SimilarityScorer

class emmet.core.similarity.SimilarityScorer

Bases: object

Mixin for ranking the similarity between structures.

Parameters

fingerprinter: BaseFeaturizer or None (default): A structural featurizer. If None, defaults to the featurizer used in the above reference.

featurize_structures(structures, num_procs=1)

Featurize structures using the user-defined _featurize_structure.

This method may be preferred when dealing with huge sets of structures. In those cases, getting distances between structures may lead to memory errors.

Parameters

structures : list of Structure objects num_procs : int = 1

Number of parallel processes to run in featurizing structures.

Returns

np.ndarray : the feature vectors of the input structures.

Parameters:

structures (list[Structure])
num_procs (int)

get_all_similarity_scores(structures, num_procs=1, **kwargs)

Rank the similarity between structures using CrystalNN.

Return type:

tuple[ndarray, ndarray]

Parameters:

structures (list[Structure])
num_procs (int)

Parameters

structures : list of Structure objects num_procs : int = 1

Number of parallel processes to run in featurizing structures.
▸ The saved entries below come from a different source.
PR #159, opened 2023-07-05
Support Multiple Sample Server Merchants 

sshropshire:
### Summary of changes

 - Add `Merchant` enum to Demo app for supported merchants:
   - `DEFAULT`
   - `DIRECT`
   - `CONNECTED_PATH`
   - `MANAGED_PATH`
- Allow `Merchant` to be specified when making Sample Merchant Server API calls

 ### Checklist

- @sshropshire
- @KunJeongPark


Demo/src/main/java/com/paypal/android/api/services/SDKSampleServerAPI.kt
```diff
@@ -26,7 +26,12 @@ private const val WRITE_TIMEOUT_IN_SEC = 30L
 private val DEFAULT_CLIENT_ID: String? = null // = "your-client-id"
 private val DEFAULT_ORDER_ID: String? = null // = "your-order-id"
 
-class SDKSampleServerAPI(baseUrl: String) {
+class SDKSampleServerAPI {
+
+    companion object {
+        // UPCOMING PR: require Merchant enum to be specified via UI layer
```
scannillo: Nitpick so this comment is searchable

```suggestion
        // TODO: - require Merchant enum to be specified via UI layer
```

Demo/src/main/java/com/paypal/android/api/services/SDKSampleServerAPI.kt
```diff
@@ -56,10 +61,18 @@ class SDKSampleServerAPI(baseUrl: String) {
         suspend fun authorizeOrder(@Path("orderId") orderId: String): Order
     }
 
-    private val service: RetrofitService
+    private val serviceMap: Map<Merchant, RetrofitService>
 
     init {
+        val serviceMap = mutableMapOf<Merchant, RetrofitService>()
```
scannillo: What does `serviceMap` mean? Can this be something more descriptive

Demo/src/main/java/com/paypal/android/api/services/Merchant.kt
```diff
@@ -0,0 +1,8 @@
+package com.paypal.android.api.services
+
+enum class Merchant(val baseUrl: String) {
```
scannillo: Another nitpick on naming - just because `Merchant` is vague IMO

```suggestion
enum class MerchantAccountType(val baseUrl: String) {
```

Demo/src/main/java/com/paypal/android/api/services/SDKSampleServerAPI.kt
sshropshire: The equivalent in Swift would be `serviceDictionary`. The lookup key is the `Merchant` enum, and the value is a Retrofit instance that makes HTTP requests using the merchant's associated `baseUrl`.

The sample merchant server has a base route for each supported integration pattern e.g. Direct, Connected Path, Managed path. This way we can support multiple integration methods using a single server.

Demo/src/main/java/com/paypal/android/api/services/Merchant.kt
sshropshire: Yeah that makes sense. We may go with `MerchantIntegration` to avoid baking `Type` into the name. I like this snippet from [Swift API Design Guidelines](https://www.swift.org/documentation/api-design-guidelines/#name-according-to-roles). We aren't in Swift, but that naming guideline applies to a lot of languages I feel.

Demo/src/main/java/com/paypal/android/api/services/SDKSampleServerAPI.kt
sshropshire: Service is also a concept taken from the [Retrofit docs](https://square.github.io/retrofit/). We could call `RetrofitService` something else, but `SampleMerchantServerService` doesn't feel right even though it's technically what it is. Here's the whole Retrofit integration in [SDKSamplerServerAPI.kt](https://github.com/paypal/Android-SDK/blob/c2ebc91f0abc68174b6236a1ce9b6a17ad9737e7/Demo/src/main/java/com/paypal/android/api/services/SDKSampleServerAPI.kt#L37).

scannillo (approved):

KunJeongPark (approved):

PR #167, opened 2023-07-21
Vault Without Purchase UI Placeholder

sshropshire:
### Summary of changes

 - PR to Add Vault Without Purchase to SDK and Demo app
 - The Vault Without Purchase implementation will follow in a separate PR
 - Rename `PaymentMethodsFragment` to `FeaturesFragment`

https://github.com/paypal/paypal-android/assets/58225613/5adc10c6-22fa-473b-b3aa-2852dd0ed135

 ### Checklist

- @sshropshire


CardPayments/src/main/java/com/paypal/android/cardpayments/VaultListener.kt
```diff
@@ -0,0 +1,15 @@
...
+/**
+ * Listener to receive vault results.
+ */
+interface VaultListener {
+
+    /**
+     * Called after a successful vault occurs.
+     */
+    @MainThread
+    fun onVaultSuccess(result: VaultResult)
```
scannillo: Are we planning to add more cases, like if the attaching of the payment source to the setup token fails? Or if the user cancels the 3DS screen?

(looking at Jose's [doc](https://hackmd.io/2SUQKJh5TyGY_IozR4QUMQ?view#Kotlin))

CardPayments/src/main/java/com/paypal/android/cardpayments/VaultRequest.kt
```diff
@@ -0,0 +1,16 @@
+package com.paypal.android.cardpayments
+
+import android.os.Parcelable
+import kotlinx.parcelize.Parcelize
+
+/**
+ * @property card   Card used for payment
+ * @property returnUrl Url to return to app after SCA challenge finishes
```
scannillo: Nitpick - specify this is url scheme formatting

CardPayments/src/main/java/com/paypal/android/cardpayments/VaultListener.kt
sshropshire: Yup! We hit a snag though, vault without purchase is more involved than we anticipated. At the moment, most of the request/response classes are placeholders. The bulk of this PR is UI / UX cleanup to get the vault feature flow into the demo app.

KunJeongPark: Why do we need the place holders?

CardPayments/src/main/java/com/paypal/android/cardpayments/CardClient.kt
```diff
@@ -72,6 +76,18 @@ class CardClient internal constructor(
         }
     }
 
+    /**
+     * Initiate vaulting for a Card payment method.
+     *
+     * NOTE: 3DS Challenge will occur when required.
+     */
+    fun vault(vaultRequest: VaultRequest) {
```
scannillo: Since we have merchants using the SDK now, can we make the vault w/o purchase flow (for now) internal only until it's fully functional?

Similar question for the vault w/ purchase flow. Is that ready to be public? I know we still need to add to our `docs/` directory for that flow.

CardPayments/src/main/java/com/paypal/android/cardpayments/VaultListener.kt
```diff
@@ -0,0 +1,15 @@
...
+
+import androidx.annotation.MainThread
+
+/**
+ * Listener to receive vault results.
+ */
+interface VaultListener {
+
+    /**
+     * Called after a successful vault occurs.
```
jaxdesmarais:
```suggestion
     * Called after vaulting is successful.
```

CardPayments/src/main/java/com/paypal/android/cardpayments/VaultRequest.kt
```diff
@@ -0,0 +1,16 @@
...
+ * @property customerId Optional customer Id to associate when vaulting
```
jaxdesmarais:
```suggestion
 * @property customerId Optional customer Id to associate with vaulting
```

CardPayments/src/main/java/com/paypal/android/cardpayments/api/DataVaultPaymentMethodTokensAPI.kt
```diff
@@ -0,0 +1,18 @@
+package com.paypal.android.cardpayments.api
+
+import com.paypal.android.cardpayments.VaultRequest
+import com.paypal.android.cardpayments.VaultResult
+import com.paypal.android.corepayments.CoreConfig
+import com.paypal.android.corepayments.RestClient
+
+// TODO: remove suppress statement when implementation is done
```
jaxdesmarais: Agree with @scannillo statement, we should keep this feature internal as a whole until it's ready

Demo/src/main/java/com/paypal/android/api/model/PaymentToken.kt
```diff
@@ -0,0 +1,8 @@
+package com.paypal.android.api.model
+
+data class PaymentToken(
+    val id: String,
```
jaxdesmarais: General Q, is this ID similar to the payment method token ID on BT? And if so can we call it payment token ID here? I know it's the demo app but may reduce confusion.

Demo/src/main/java/com/paypal/android/ui/card/CardFragment.kt
```diff
@@ -82,34 +81,78 @@ class CardFragment : Fragment() {
...
             setContent {
                 MaterialTheme {
                     Surface(modifier = Modifier.fillMaxSize()) {
+                        val feature = args.feature
                         val uiState by viewModel.uiState.collectAsStateWithLifecycle()
-                        CardView(uiState = uiState, onFormSubmit = { approveOrder() })
+                        CardView(
+                            feature = feature,
+                            uiState = uiState,
+                            onFormSubmit = { onFormSubmit() })
```
jaxdesmarais: nit based on other things in this file, but should the ending `)` be on a new line?

sshropshire: This is a good call. I'll fix after deleting all the unnecessary files in the mob review.

jaxdesmarais: I think the new line end parentheses still needs to get updated here

jaxdesmarais (approved):

KunJeongPark (approved):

**kwargs: Kwargs to pass to vector_difference_matrix

Returns

tuple of np.ndarray, np.ndarray: The first array contains the structure feature vectors, and the second their similarity scores.

get_most_similar(feature_vectors, num_procs=1, num_top=100, labels=None)

Rank the similarity between structures using CrystalNN.

Return type:

dict[str, dict[str, list[str] | ndarray]]

Parameters:

feature_vectors (ndarray)
num_procs (int)
num_top (int)
labels (list[str] | None)

Parameters

feature_vectors : list of feature vectors num_procs : int = 1

Number of parallel processes to run in featurizing structures.

num_topint or None: If an int, returns that number of most similar structures indicated by their indices in the original list. If None, returns all distances.
labelslist of str or None: If a list of str, the labels corresponding to the feature vectors, e.g., MPIDs. If None, defaults to the list indices.

Returns

dict[int,dict[str,np.ndarray]]], containing the index of: the structure in structures, with a dict containing the indices of the top num_top most similar structures and their corresponding distances.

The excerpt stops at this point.